What's up people! I bought the truck in October. I'm using the Pioneer deck, wiring, and Boston Acoustic GT-42 amp from my previous truck, the 96 Ranger SuperCab I sold in December. The F150 came with Kicker KS68's. I wanted to install my Kicker 08S15L74, but I can't make the 8.75" mounting depth work. So, I had 2 Lanzar RMP15D's lying around that only need 6.3" depth. I still needed to modify the rear seat to get the subs to fit. Here we go with the seat modification.
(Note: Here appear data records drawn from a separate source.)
PR #599, opened 2023-07-12
feat: add raleon (LF-3486)

dennyscode:
Ticket: https://lifi.atlassian.net/browse/LF-3486


Addminus (changes requested):
I would adjust the things we track with raleon:
- only the current tab
- chain switches
- wallet connects and disconnects
- transaction stuff

Addminus:
image

Addminus:
Raleon data is coming into the dashboard

chybisov (changes requested):
There is no strict naming convention for enums in TS, but there is one for C#, which inspired enums in TS. Please, let's use [PascalCasing](https://learn.microsoft.com/en-us/dotnet/standard/design-guidelines/names-of-classes-structs-and-interfaces#:~:text=DO%20name%20classes%20and%20structs%20with%20nouns%20or%20noun%20phrases%2C%20using%20PascalCasing.) 🙂

Addminus:
we can do a general refactor of this pascal case thing. it does not affect the tracking functionality of raelon

chybisov (approved):

PR #601, opened 2023-07-13
style: adjustments on welcome screen (LF-3750)

dennyscode:
Ticket: https://lifi.atlassian.net/browse/LF-3750

image

- adjusted size of stats-cards for mobile and desktop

1" x 1" steel tubing from Home Depot.


----------



## BP1Fanatic (Jan 10, 2010)

Difference between modified 40 seat and stock 60 seat. The brackets raised the seat 1" and moved the seat forward 3".


----------



## BP1Fanatic (Jan 10, 2010)

I have yet to see a F150 SuperCrew with 15's behind the rear seat on the net. So, that was my inspiration! Here is the sealed box design with 3.45 ft3 internal air space.


----------



## BP1Fanatic (Jan 10, 2010)

Installation!

















The Power Acoustik BAMF 5500/1D is brand new from X-mas 2010. It's been sitting in the basement for a year. The GT-42 is from X-mas 2008 along with the L7 15. The wife & son (18 now) got all 3 of them for me for surprise gifts. I got the Pioneer deck off Craigslist in 2009 for $60.


----------



## BP1Fanatic (Jan 10, 2010)

The system exceeded my expectations!


----------



## bigaudiofanatic (Mar 1, 2009)

Pic links are not working.


----------



## BP1Fanatic (Jan 10, 2010)

I'm seeing them fine.


----------



## BP1Fanatic (Jan 10, 2010)

All the pics, plus more, are located here.
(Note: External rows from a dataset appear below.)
PR #602, opened 2023-07-17
chore: set tsconfig strict to true (LF-3472)

dennyscode:
Ticket: https://lifi.atlassian.net/browse/LF-3472


dennyscode:
Current state, down from 89 errors:

image

dennyscode:
Last todo: Wait for the updated sdk package and upgrade to resolve the following issue:

image

dennyscode:
Noticed, it´s really slow after merging develop into current branch.
Check in useWalletSelectContent.tsx:

image

dennyscode:
@chybisov Also in here the following Migration:

image

packages/dapp/src/components/MultisigConfirmationModal/MultisigConfirmationModal.tsx
```diff
@@ -30,10 +30,10 @@ export const MultisigConfirmationModal: React.FC<{
             fontSize: '1.125rem',
           }}
         >
-          {translate(`${i18Path}.title`)}
+          {translate(`${I18_PATH}title`, 'translation')}
```
dennyscode, line 33: @Addminus  @chybisov Also, please take note on this usage of the translate-hook. Been using this now all over the place to fix the warnings on TemplateStringArrays. This seems to do the trick but I´d like the have you check since that´s quite some changes across all of our files.

packages/dapp/src/components/MultisigWalletHeaderAlert/MultisigWalletHeaderAlert.tsx
```diff
@@ -10,17 +10,18 @@ import {
...
   const { t: translate } = useTranslation();
+  const I18_PATH = 'multisig.alert.';
 
   return (
     <MultisigWalletHeaderAlertContainer>
       <MultisigWalletHeaderAlertTitle>
         <InfoRoundedIcon />
         <Typography fontWeight={700} marginLeft={1}>
-          {translate(`multisig.alert.title`)}
+          {translate(`${I18_PATH}multisig.alert.title`, 'translation')}
```
chybisov, line 20: Are we sure that the full path is `multisig.alert.multisig.alert.title`? 🙂

packages/dapp/src/components/MultisigConfirmationModal/MultisigConfirmationModal.tsx
chybisov: Also, I'm not sure why we started to use i18n like this

```ts
const { t: translate } = useTranslation();
```
but it would be cool to have it as default `t` everywhere. Fewer letters to type, and looks compact. 🙂

```ts
```

packages/dapp/src/components/Navbar/Menu/ChainsMenu/ChainsMenu.tsx
```diff
@@ -16,25 +15,19 @@ interface NavbarMenuProps {
...
-      (state) => [
-        state.openNavbarChainsMenu,
-        state.onOpenNavbarChainsMenu,
-        state.onOpenNavbarSubMenu,
-      ],
-      shallow,
-    );
+  const [openNavbarChainsMenu, onOpenNavbarChainsMenu] = useMenuStore(
+    (state) => [state.openNavbarChainsMenu, state.onOpenNavbarChainsMenu],
+  );
```
chybisov, line 25: Why did we remove `shallow` from here?

packages/dapp/src/components/Navbar/Menu/ChainsMenu/ChainsMenu.tsx
```diff
@@ -44,13 +37,15 @@ export const ChainsMenu = ({ handleClose, open }: NavbarMenuProps) => {
...
             key={`${el.label}-${index}`}
             label={el.label}
-            showButton={el.showButton}
+            showButton={el.showButton ? el.showButton : false}
             showMoreIcon={false}
-            suffixIcon={el.chainId === account.chainId && <CheckIcon />}
+            suffixIcon={
+              (el.chainId && el.chainId === account.chainId && <CheckIcon />) ||
+              undefined
+            }
```
chybisov, line 45: Let's make it more reactish way ->

```ts
el.chainId && el.chainId === account.chainId ? <CheckIcon /> : null
```

packages/dapp/src/components/Navbar/Menu/MainMenu/MainMenu.tsx
```diff
@@ -53,40 +44,39 @@ export const MainMenu = ({ handleClose }: MainMenuProps) => {
             label={el.label}
             prefixIcon={el.prefixIcon}
             triggerSubMenu={el.triggerSubMenu}
-            showButton={el.showButton}
+            showButton={el.showButton || false}
```
chybisov, line 47: Is there another solution? 🙂

packages/dapp/src/components/Navbar/Menu/WalletMenu/WalletMenu.tsx
```diff
@@ -83,25 +77,28 @@ export const WalletMenu = ({ handleClose }: NavbarMenuProps) => {
...
+          }address/${account.address}`
+        : '',
       pageload: true,
       disableTrackingTool: [EventTrackingTool.ARCx],
     });
   };
 
   const handleCopyButton = () => {
-    navigator?.clipboard?.writeText(account.address);
+    account.address && navigator?.clipboard?.writeText(account.address);
```
chybisov, line 101: How about

```ts
if (!account.address) {
  return
}
navigator?.clipboard?.writeText(account.address);
```
or
```ts
if (account.address) {
  navigator?.clipboard?.writeText(account.address);
}
```

packages/dapp/src/components/Navbar/MenuItemComponent.tsx
```diff
@@ -35,14 +33,17 @@ const MenuItemComponent = ({
...
 
   return open ? (
     <MenuItem
       disableRipple={showButton}
-      showButton={showButton}
+      showButton={showButton || false}
       autoFocus={autoFocus}
       onClick={() => {
-        !!triggerSubMenu && setOpenSubMenu(triggerSubMenu);
+        !!triggerSubMenu && onOpenNavbarSubMenu(triggerSubMenu);
```
chybisov, line 46: Can we use one condition for both cases?

packages/dapp/src/components/Widgets/Widgets.tsx
```diff
@@ -12,28 +17,31 @@ import { Widget } from '../Widget';
 import { WidgetEvents } from './WidgetEvents';
 import { WidgetContainer } from './Widgets.style';
 
+export type StarterVariantType = 'buy' | WidgetSubvariant;
```
chybisov, line 20: We have kind of related interface here `packages/dapp/src/components/Widget/Widget.tsx`. Can we combine them for reusability?

packages/dapp/src/components/Widgets/Widgets.tsx
```diff
@@ -81,38 +89,40 @@ export function Widgets() {
...
-      </WidgetContainer>
-      <WidgetContainer
-        onClick={handleGetStarted}
-        showWelcome={!welcomeScreenEntered}
-        isActive={_starterVariant === TabsMap.Refuel.value}
-      >
-        <Widget starterVariant={TabsMap.Refuel.value as WidgetSubvariant} />
-      </WidgetContainer>
-      {import.meta.env.VITE_ONRAMPER_ENABLED ? (
+      <>
```
chybisov, line 92: Do we need this here? 🙂

packages/dapp/src/hooks/useMultisig.ts
```diff
@@ -31,14 +36,14 @@ export const useMultisig = () => {
     return !!accountInfo?.safeAddress;
   };
 
-  const isSafeSigner = !!(account?.signer?.provider as any)?.provider?.safe
-    ?.safeAddress;
+  const isSafeSigner =
+    !!(account?.signer?.provider as any)?.provider?.safe?.safeAddress || false;
```
chybisov, line 40: Will it infer the type if we make it like this? Looks cleaner this way 🙂

`Boolean((account?.signer?.provider as any)?.provider?.safe?.safeAddress)`

packages/dapp/src/stores/menu/MenuStore.tsx
```diff
@@ -22,88 +23,91 @@ export const defaultMenu: DefaultMenuType = {
...
-    set(() => ({
-      [key]: value,
-    })),
-  setValues: (values) =>
-    set((state) => {
-      const updatedState: MenuProps = { ...state };
-      for (const key in values) {
-        if (Object.hasOwn(state, key)) {
-          updatedState[key] = values[key];
+export const useMenuStore = createWithEqualityFn<MenuState>(
```
chybisov, line 26: To have a previous behavior it is suggested to change it to `createWithEqualityFn(..., Object.is)`. If we make it `createWithEqualityFn(..., shallow)` then every usage of this hook will use `shallow` for comparison and I'm not sure we want it that way. Do we? 🤔

packages/dapp/src/types/resourceKey.ts
```diff
@@ -0,0 +1,64 @@
+import { ResourceKey as I18nResourceKey } from 'i18next';
+
+interface ExtendedResourceKey {
```
chybisov, line 3: Wow, I don't think we need these types 🙂 Let's discuss.

packages/shared/src/atoms/illustrations/BrandLogo.tsx
```diff
@@ -1,12 +1,17 @@
...
+
+const JumperLogo = ({ theme }: Props) => {
   const mainCol =
     theme.palette.mode === 'light'
-      ? theme.palette.accent1.main
-      : theme.palette.accent1Alt.main;
-  const subCol = theme.palette.accent2.main;
+      ? theme?.palette.accent1.main
+      : theme?.palette.accent1Alt.main;
+  const subCol = theme?.palette.accent2.main;
```
chybisov, line 14: If it is required in types, why do we need to check for undefined?

chybisov (changes requested):

packages/dapp/src/components/MultisigWalletHeaderAlert/MultisigWalletHeaderAlert.tsx
dennyscode: Oh, oh.. That must be wrong! Fixed now

packages/dapp/src/components/Navbar/Menu/ChainsMenu/ChainsMenu.tsx
dennyscode: Thanks! Applied your code but replaced the "null" with `undefined`

packages/dapp/src/components/Navbar/Menu/MainMenu/MainMenu.tsx
dennyscode: What do you think about replacing it with this:
`showButton={el.showButton ?? false}`

packages/dapp/src/components/Widgets/Widgets.tsx
dennyscode: Maybe not? Maybe, it´s the same as with those TemplateStringArrays which can be resolved by adjustments in the typescript config? For me, it resolved the following error for the moment:

image

packages/dapp/src/hooks/useMultisig.ts
dennyscode: Much better, thanks! Never used that approach, great you brought it up!

packages/dapp/src/stores/menu/MenuStore.tsx
dennyscode: Well, okay.. This was the reason I replaced those shallow´s on all those items. I definitely left it out for our Zustand store on "activeTabs" which really doesn´t need to be set to "shallow". But what´s with the others? Let´s discuss and see which works better

packages/dapp/src/types/resourceKey.ts
dennyscode: Yes, seeing it now it feels like this is just a pain in the a** to keep that manually up to date and should be removed.

packages/shared/src/atoms/illustrations/BrandLogo.tsx
dennyscode: To be fricking super safe :D 
No, just kidding and got rid of it! Nice find, I happened to use it all across as I started to believe it makes my life with typescipt easier.. but you are completely right: It´s already required and there´s no need for it right here!!

packages/dapp/src/components/Navbar/Menu/ChainsMenu/ChainsMenu.tsx
dennyscode: Because I added the "shallow" within the createWithEquality function which replaces it right here? Correct me, if I am wrong - we need to talk about all that "shallow"s anyways

packages/dapp/src/components/Navbar/Menu/MainMenu/MainMenu.tsx
dennyscode: It´s complaining otherwise if I just pass it like so:
`showButton={el.showButton}
`
image

dennyscode: Or shall I define the type to be `boolean | undefined`  to make it cleaner?

dennyscode:
- [ ] WelcomeWrapper.style.ts --> animation fadeOut
- [ ] Disconnect Wallet: Gotta press twice
- [ ] Template String Array - issue
- [ ] /Widgets.tsx --> <> ... </>

dennyscode:
Feels slow on switching tabs (exchange, gas, buy), gotta test

packages/dapp/src/components/Widgets/Widgets.tsx
dennyscode: It was resolved with `React.FC<PropsWithChildren<{}>>`

dennyscode:
@chybisov 

- touched the tsconfig now
- cleaned up optional chaining when not needed
- re-usable "starterVariant" type
- commented "disabled lines" linter
- ...

Addminus (approved):
Oi its a lot to review. 
I have no problems highlited in vs code. The mentioned package update seemed to work.
Mainly checked if these changes break something. 
the ticket mentionned the use of "any". We tackle this in another ticket as this one is so big?

packages/dapp/src/components/Navbar/Menu/WalletMenu/WalletMenu.tsx
```diff
@@ -113,11 +113,13 @@ export const WalletMenu = ({ handleClose }: NavbarMenuProps) => {
...
 
-  const handleMultisigEnvironmentCheck = async () => {
+  const handleMultisigEnvironmentCheck = useCallback(async () => {
     const response = await checkMultisigEnvironment();
 
     setIsMultisigEnvironment(response);
-  };
+    // Check MultisigEnvironment only on first render
+    // eslint-disable-next-line react-hooks/exhaustive-deps
+  }, []);
```
dennyscode, line 122: @Abhikumar98 Could you please take a look and maybe test the multisig-wallet check? Thanks ahead

Abhikumar98: Hey @dennyscode,

This is working as expected and tbh, I don't think `useCallback` is required here. In both scenarios, with and without `useCallback` the code is working fine, although I'd suggest to revert back to using without it unless there is an issue being thrown.

chybisov (approved):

Care2 - Photos - 2001 F150 SuperCrew 5.4L


----------



## Venomized (Dec 21, 2011)

that is SICK!!!


----------



## spl152db (Dec 20, 2007)

I like the install but do the subs smack the back of the seat?


----------



## Maximilliano (Aug 14, 2011)

Wow, nice working packing 15's in the screw. Im still struggling to get a single 10 under the seat of a 2001 ext cab.....


----------



## Coppertone (Oct 4, 2011)

Very nice install and excellent use of the equipment on hand.


----------



## BP1Fanatic (Jan 10, 2010)

Venomized said:


> that is SICK!!!


Thanks V!


----------



## BP1Fanatic (Jan 10, 2010)

spl152db said:


> I like the install but do the subs smack the back of the seat?


Thanks SPL! I thought they would too! I do plan on getting some grills for them. The sound that comes out is unreal! Like I said before, the system exceeded my expectations!


----------



## BP1Fanatic (Jan 10, 2010)

Maximilliano said:


> Wow, nice working packing 15's in the screw. Im still struggling to get a single 10 under the seat of a 2001 ext cab.....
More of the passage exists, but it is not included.